[DATA EXCERPTS — start]

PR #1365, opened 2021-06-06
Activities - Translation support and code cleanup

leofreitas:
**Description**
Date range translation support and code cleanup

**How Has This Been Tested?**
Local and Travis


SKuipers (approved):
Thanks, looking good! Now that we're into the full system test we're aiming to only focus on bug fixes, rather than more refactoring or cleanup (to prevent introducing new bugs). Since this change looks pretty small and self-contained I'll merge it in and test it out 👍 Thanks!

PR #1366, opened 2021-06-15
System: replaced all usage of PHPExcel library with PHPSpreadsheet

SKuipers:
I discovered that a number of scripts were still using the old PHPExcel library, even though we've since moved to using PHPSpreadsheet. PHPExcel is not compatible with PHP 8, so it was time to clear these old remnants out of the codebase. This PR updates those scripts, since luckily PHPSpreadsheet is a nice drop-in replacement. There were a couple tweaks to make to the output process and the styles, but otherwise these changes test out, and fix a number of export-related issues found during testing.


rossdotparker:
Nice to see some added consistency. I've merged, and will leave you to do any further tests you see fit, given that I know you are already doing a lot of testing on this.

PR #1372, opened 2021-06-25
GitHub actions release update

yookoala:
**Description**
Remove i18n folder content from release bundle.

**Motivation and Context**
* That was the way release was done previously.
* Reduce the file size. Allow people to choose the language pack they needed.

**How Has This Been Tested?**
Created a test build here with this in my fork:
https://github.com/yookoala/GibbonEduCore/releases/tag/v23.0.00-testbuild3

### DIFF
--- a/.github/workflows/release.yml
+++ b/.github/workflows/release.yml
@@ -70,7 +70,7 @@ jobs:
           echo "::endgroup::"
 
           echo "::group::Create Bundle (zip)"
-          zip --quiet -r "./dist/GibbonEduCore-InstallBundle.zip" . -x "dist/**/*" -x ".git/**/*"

[DATA EXCERPTS — finish]

▸ PROBLEM
Copy all lines above where "GibbonEduCore" is present.

▸ WRITTEN RESPONSE
https://github.com/yookoala/GibbonEduCore/releases/tag/v23.0.00-testbuild3
-          zip --quiet -r "./dist/GibbonEduCore-InstallBundle.zip" . -x "dist/**/*" -x ".git/**/*"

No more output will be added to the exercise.